Find out how effective a Marcaine injection might be for detecting a loosened knee replacement (failed TKR).
If your doctor suspects that you have a failed total knee replacement (TKR), he might give you an injection of an anesthetic called Marcaine (bupivacaine). He may even term the procedure as a “Marcaine diagnosis.”
Effectiveness of Marcaine Injection
It sounds too good to be true, that all a doctor need do is inject your knee, wait a bit, and then voila, he can tell if you have a loosened knee implant.
“The gold standard is serial X-rays and follow-up exam,” says Henry Boucher, MD, clinical instructor of Adult Reconstruction, Medstar Union Memorial Orthopaedics, Baltimore, MD.
“These diagnose the vast majority of loose implants.
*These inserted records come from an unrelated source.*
PR #4411, opened 2024-10-14
Fixup/table preference

achen2401:
Address a stream of 400 errors (CSRF token is missing) related to saving patientlist table preferences.
Cause:
I think the error stemmed from when an ajax request was first made to retrieve patient data, which is precedes by a call to save table preferences, the document DOM was not ready (which includes the value of CSRF token in an hidden element) - hence the missing CSRF token error.
Fix:
To add check for DOM readiness before the request to save table preferences is made.


mcjustin (approved):
Thanks for identifying and digging into this @achen2401 , I've had problems with these preferences in the past.

ivan-c (approved):

PR #4413, opened 2024-10-22
fix frontend error handing of patient list ajax error

achen2401:
part of  https://movember.atlassian.net/browse/TN-3324

Currently UI is a blank screen when the ajax call to retrieve patient list data encounters error:
Screenshot 2024-10-22 at 11 08 58 AM

Added fix to error handling with error displaying on screen and allowing user to change/clear filters on the UI if need to
Screenshot 2024-10-22 at 11 13 29 AM

### DIFF
--- a/portal/static/js/src/admin.js
+++ b/portal/static/js/src/admin.js
@@ -143,6 +143,12 @@ let requestTimerId = 0;
           errorElement.innerHTML = errorMessage;
         }
       },
+      clearError: function() {
+        var errorElement = document.getElementById("admin-table-error-message");
+        if (errorElement) {
+          errorElement.innerHTML = "";
+        }
+      },
       injectDependencies: function () {
         var self = this;
         window.portalModules =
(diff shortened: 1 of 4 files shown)


mcjustin:
> part of https://movember.atlassian.net/browse/TN-3324
> 
> Currently UI is a blank screen when the ajax call to retrieve patient list data encounters error...
> Added fix to error handling with error displaying on screen and allowing user to change/clear filters on the UI if need to ...

Thanks @achen2401 . In your screenshot, it looks like the user wouldn't be able to clear the birthdate filter, which was the one causing the problem at https://movember.atlassian.net/browse/TN-3324 . I think this change would still be an improvement if that's the case, but I just want to clarify.

achen2401:
> In your screenshot, it looks like the user wouldn't be able to clear the birthdate filter, which was the one causing the problem at https://movember.atlassian.net/browse/TN-3324 . I think this change would still be an improvement if that's the case, but I just want to clarify.
@pbugni right, the user won't be able to clear the birthdate filter, but can see that error has occurred.  This is an improvement, as  the user can then try to clear other filter(s) (in the case of the screenshot, the study ID field), then the patient list data will be returned since the filters have been modified.

PR #4416, opened 2024-10-23
Fixes found in failing testing details

pbugni:
Addressed a number of warnings in the tests, and a few random non-repeatable failures.  Tests look to be more stable again.

This does include the elimination of "integration_tests" which used selenium to attempt some basic browser login and such verification tests.  They are fragile, and of little use given our required test plan before any release.


ivan-c (approved):
Looks good!

I may have to revive the browser tests sometime soon, but I'll likely invoke them separately from the rest of the test suite (since LiveServerTestCase was so fragile)

PR #4419, opened 2024-10-24
robust handling of unsortable patient list attributes (develop target)

pbugni:
Same PR as #4414, but this one correctly merges into develop.


pbugni:
not requesting reviews, as the same code was reviewed in #4414.

PR #4423, opened 2024-11-08
IRONN-270 hotfix. 

pbugni:
See also https://movember.atlassian.net/browse/IRONN-270
 
The `TimeoutLock` used to prevent concurrent EMPRO trigger states overwrites was expiring prior to completion.

Elaborate chain of events needed to reproduce the problem, but the existing 60 second timeout for any single user's updates to their trigger_states->triggers data was inadequate when other jobs (such as `update_patients_task`) came in before completion of trigger processing.

The end result was an area of code intended to be locked in a critical section, would obtain a fresh lock even if one was in use, when it had been longer than the expiration time.

This PR gives more than adequate space (2 hours rather than 60 seconds).

### DIFF
--- a/portal/trigger_states/empro_states.py
+++ b/portal/trigger_states/empro_states.py
@@ -26,6 +26,7 @@ from ..models.user import User
 from ..timeout_lock import TimeoutLock, LockTimeout
 
 EMPRO_LOCK_KEY = "empro-trigger-state-lock-{user_id}"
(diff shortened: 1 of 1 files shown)


mcjustin (approved):

ivan-c (approved):
Looks good; not a big deal, but should merge into master if it's a hotfix

ivan-c (approved):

The injection is best to determine if the knee is the actual cause of pain (rather than a referred or external source), but it does not give the exact diagnosis.”
In other words, the Marcaine injection will alert the physician that the source of pain originates in the knee, rather than the lower back or hip.
However, just what’s going on in the knee (e.g., failed implants) cannot be determined by the Marcaine injection.
Symptoms of a Failed Knee Replacement
An implant may loosen or fail soon after the operation or years after. The following are suspicious symptoms.
Pain during rest or while simply bending the knee a bit while changing position in a chair. The pain may be a feeling of soreness or severe, and is suggestive of excess fluid in the knee.
Abnormal gait (walking) pattern. However, a normal gait does not rule out a failed or loosened knee replacement.
The surgical knee feels “hot.”
The knee is swollen, reddish or has a rash.
Stiffness and reduced range of motion (more so than what a knee replacement in and of itself would normally cause).